Task description
Below are the entries. Transcribe exactly the lines from the one with "stack mentioned above." through the one with "Once a lease", ends included, and leave out all others.

Study material
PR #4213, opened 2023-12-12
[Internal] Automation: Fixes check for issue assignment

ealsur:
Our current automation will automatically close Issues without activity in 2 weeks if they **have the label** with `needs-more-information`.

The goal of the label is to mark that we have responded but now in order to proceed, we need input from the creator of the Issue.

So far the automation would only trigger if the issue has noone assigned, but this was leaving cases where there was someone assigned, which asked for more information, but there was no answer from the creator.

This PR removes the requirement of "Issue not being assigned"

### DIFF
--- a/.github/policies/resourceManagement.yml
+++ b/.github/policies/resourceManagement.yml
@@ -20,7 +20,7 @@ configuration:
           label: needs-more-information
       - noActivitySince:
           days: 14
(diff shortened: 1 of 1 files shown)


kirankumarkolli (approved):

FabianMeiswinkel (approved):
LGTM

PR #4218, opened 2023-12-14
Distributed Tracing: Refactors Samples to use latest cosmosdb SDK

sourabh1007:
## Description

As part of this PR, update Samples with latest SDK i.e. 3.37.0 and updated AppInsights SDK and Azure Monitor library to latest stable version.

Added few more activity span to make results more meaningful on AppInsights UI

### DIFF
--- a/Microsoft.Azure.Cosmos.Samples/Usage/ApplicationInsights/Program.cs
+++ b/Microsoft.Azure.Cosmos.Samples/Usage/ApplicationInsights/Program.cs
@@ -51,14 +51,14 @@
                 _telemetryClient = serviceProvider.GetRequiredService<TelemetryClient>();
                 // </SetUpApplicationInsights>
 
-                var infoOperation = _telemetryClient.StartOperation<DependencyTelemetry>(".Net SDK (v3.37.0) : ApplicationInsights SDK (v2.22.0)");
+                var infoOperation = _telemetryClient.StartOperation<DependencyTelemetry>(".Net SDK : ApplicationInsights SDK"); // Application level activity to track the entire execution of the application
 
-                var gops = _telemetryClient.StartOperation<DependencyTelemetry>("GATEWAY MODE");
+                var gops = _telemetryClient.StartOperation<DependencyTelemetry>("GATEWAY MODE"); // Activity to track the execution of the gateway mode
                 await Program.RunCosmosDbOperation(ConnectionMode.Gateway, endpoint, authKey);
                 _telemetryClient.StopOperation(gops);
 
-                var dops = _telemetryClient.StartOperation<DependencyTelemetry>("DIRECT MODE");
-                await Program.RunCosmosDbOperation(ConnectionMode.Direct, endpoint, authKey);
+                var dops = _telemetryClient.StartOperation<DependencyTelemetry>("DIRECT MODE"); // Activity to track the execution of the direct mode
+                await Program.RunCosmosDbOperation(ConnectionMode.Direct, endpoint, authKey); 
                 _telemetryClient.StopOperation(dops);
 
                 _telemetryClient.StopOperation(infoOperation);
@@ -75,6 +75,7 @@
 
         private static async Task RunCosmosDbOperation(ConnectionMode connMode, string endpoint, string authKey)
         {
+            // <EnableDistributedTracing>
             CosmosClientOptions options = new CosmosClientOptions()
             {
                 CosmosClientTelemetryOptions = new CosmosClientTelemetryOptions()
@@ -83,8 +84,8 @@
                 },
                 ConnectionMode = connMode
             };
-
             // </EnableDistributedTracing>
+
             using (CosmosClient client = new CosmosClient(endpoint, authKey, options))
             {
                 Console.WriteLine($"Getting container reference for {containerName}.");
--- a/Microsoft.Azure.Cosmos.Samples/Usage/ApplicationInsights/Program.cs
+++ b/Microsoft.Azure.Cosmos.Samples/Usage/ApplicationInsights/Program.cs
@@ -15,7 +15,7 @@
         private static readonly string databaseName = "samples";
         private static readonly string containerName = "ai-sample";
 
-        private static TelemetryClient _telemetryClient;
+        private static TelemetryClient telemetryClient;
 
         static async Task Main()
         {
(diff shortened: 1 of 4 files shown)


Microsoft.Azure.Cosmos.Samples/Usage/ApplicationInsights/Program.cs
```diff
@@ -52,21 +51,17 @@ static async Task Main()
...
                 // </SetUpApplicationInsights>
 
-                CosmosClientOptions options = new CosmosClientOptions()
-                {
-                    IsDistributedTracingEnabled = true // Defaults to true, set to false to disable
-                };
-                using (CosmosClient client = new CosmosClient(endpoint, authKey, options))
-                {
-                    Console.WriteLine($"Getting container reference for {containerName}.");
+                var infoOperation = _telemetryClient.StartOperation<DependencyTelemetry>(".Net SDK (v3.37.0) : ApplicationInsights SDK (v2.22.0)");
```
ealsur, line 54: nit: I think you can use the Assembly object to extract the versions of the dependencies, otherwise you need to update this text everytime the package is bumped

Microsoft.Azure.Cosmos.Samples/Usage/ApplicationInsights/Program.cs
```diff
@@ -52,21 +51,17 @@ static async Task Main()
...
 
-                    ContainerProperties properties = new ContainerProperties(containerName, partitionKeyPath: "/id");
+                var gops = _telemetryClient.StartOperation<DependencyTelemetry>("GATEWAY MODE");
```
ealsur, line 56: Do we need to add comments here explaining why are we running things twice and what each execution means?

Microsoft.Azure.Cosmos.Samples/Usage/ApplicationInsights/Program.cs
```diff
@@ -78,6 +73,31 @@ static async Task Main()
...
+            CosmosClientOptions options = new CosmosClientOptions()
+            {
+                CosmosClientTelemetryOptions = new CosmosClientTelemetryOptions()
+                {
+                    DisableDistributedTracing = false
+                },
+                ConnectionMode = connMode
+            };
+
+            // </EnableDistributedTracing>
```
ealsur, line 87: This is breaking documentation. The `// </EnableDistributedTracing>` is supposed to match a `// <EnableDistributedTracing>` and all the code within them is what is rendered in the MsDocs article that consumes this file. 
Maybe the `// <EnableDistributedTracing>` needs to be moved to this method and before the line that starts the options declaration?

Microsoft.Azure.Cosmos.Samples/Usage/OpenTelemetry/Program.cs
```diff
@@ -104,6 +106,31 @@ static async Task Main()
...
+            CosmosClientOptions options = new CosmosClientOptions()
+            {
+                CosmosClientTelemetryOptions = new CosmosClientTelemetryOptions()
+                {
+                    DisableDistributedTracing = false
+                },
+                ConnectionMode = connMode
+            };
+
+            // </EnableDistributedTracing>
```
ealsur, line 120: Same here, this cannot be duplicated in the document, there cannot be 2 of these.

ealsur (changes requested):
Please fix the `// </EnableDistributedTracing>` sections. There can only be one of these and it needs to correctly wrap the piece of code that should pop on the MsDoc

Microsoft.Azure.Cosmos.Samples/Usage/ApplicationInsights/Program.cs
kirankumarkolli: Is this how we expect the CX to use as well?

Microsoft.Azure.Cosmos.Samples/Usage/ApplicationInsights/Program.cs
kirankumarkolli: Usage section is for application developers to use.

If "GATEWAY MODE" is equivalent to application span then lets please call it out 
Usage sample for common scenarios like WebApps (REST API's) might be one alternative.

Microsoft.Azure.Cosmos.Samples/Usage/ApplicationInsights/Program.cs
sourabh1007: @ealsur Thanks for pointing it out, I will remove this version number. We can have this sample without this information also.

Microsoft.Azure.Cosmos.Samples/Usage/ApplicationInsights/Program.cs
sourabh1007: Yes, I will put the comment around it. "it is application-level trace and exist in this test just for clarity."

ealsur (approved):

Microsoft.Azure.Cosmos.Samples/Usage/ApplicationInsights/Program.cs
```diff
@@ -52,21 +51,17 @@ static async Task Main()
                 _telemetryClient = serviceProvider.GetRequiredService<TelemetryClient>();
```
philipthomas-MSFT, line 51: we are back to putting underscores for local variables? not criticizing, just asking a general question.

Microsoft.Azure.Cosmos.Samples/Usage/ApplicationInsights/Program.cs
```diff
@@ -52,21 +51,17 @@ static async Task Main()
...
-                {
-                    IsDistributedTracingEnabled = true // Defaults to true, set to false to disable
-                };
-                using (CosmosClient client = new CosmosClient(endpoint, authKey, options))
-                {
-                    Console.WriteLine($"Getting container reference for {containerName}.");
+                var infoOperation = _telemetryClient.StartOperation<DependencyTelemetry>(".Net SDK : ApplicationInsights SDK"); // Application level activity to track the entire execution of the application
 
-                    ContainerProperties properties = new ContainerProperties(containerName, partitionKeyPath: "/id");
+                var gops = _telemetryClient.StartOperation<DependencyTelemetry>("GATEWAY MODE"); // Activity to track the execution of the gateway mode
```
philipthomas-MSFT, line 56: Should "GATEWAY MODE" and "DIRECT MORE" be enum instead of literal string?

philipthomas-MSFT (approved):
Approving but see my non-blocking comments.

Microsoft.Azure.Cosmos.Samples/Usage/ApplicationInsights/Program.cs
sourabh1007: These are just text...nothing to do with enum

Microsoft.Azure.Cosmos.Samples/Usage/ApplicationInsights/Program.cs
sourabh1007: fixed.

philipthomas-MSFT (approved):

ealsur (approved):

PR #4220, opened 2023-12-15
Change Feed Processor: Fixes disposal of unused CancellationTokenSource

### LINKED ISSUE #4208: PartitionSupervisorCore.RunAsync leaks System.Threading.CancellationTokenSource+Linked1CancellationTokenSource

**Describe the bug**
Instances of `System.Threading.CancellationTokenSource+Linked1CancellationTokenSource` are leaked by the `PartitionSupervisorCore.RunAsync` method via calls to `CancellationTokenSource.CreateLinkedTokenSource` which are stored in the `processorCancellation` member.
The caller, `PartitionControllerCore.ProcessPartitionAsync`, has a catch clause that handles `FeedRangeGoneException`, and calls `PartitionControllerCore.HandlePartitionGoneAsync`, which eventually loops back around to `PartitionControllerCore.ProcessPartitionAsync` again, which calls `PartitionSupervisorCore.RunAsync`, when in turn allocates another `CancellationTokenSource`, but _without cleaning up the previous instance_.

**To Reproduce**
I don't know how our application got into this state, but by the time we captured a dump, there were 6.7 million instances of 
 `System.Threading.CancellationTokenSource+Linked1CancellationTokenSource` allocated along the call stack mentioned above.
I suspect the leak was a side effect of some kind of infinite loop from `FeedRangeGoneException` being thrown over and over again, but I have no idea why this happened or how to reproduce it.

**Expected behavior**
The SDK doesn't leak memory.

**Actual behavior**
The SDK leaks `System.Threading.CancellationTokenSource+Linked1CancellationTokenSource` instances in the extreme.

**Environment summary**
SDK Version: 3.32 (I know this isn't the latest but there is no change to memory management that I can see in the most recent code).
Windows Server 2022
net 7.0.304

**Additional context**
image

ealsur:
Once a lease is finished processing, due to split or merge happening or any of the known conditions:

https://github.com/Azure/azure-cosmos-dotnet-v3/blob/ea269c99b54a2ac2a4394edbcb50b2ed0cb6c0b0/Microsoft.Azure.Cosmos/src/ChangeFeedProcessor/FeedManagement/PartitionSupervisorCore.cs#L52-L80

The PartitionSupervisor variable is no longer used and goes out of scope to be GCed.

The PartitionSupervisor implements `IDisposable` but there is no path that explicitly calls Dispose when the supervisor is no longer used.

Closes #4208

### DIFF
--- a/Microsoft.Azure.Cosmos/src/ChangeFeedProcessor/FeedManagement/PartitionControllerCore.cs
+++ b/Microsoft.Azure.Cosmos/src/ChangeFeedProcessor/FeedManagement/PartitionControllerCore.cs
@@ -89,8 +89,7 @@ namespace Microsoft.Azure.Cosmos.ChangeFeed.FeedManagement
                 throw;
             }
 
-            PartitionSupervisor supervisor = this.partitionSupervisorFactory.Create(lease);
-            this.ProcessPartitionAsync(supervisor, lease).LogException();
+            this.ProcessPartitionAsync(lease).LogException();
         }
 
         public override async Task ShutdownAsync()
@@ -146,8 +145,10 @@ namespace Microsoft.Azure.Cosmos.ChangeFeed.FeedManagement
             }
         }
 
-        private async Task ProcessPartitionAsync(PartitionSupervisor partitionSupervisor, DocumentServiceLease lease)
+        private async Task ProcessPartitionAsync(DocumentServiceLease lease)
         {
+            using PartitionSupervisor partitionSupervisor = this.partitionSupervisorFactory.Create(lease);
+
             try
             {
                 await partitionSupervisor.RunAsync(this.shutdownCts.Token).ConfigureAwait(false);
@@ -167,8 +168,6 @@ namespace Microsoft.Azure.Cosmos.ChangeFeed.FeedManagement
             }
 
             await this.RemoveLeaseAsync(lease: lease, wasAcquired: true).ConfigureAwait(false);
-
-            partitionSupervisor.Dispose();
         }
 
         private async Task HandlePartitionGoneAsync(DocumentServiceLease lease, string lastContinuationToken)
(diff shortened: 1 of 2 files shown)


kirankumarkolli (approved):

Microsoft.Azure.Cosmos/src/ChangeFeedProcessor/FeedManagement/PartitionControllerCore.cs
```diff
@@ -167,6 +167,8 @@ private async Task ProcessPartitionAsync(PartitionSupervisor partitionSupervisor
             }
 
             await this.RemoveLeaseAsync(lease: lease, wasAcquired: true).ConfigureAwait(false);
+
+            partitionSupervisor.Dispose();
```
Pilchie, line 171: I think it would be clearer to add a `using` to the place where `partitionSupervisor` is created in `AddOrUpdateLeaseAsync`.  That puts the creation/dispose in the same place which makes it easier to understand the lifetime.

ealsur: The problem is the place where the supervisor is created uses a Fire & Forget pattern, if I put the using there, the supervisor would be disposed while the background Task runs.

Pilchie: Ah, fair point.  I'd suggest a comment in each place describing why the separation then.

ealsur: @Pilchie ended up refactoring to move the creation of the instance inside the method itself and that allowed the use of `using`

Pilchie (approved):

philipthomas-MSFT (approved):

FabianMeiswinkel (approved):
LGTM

Completed exercise
 `System.Threading.CancellationTokenSource+Linked1CancellationTokenSource` allocated along the call stack mentioned above.
I suspect the leak was a side effect of some kind of infinite loop from `FeedRangeGoneException` being thrown over and over again, but I have no idea why this happened or how to reproduce it.

**Expected behavior**
The SDK doesn't leak memory.

**Actual behavior**
The SDK leaks `System.Threading.CancellationTokenSource+Linked1CancellationTokenSource` instances in the extreme.

**Environment summary**
SDK Version: 3.32 (I know this isn't the latest but there is no change to memory management that I can see in the most recent code).
Windows Server 2022
net 7.0.304

**Additional context**
image

ealsur:
Once a lease is finished processing, due to split or merge happening or any of the known conditions:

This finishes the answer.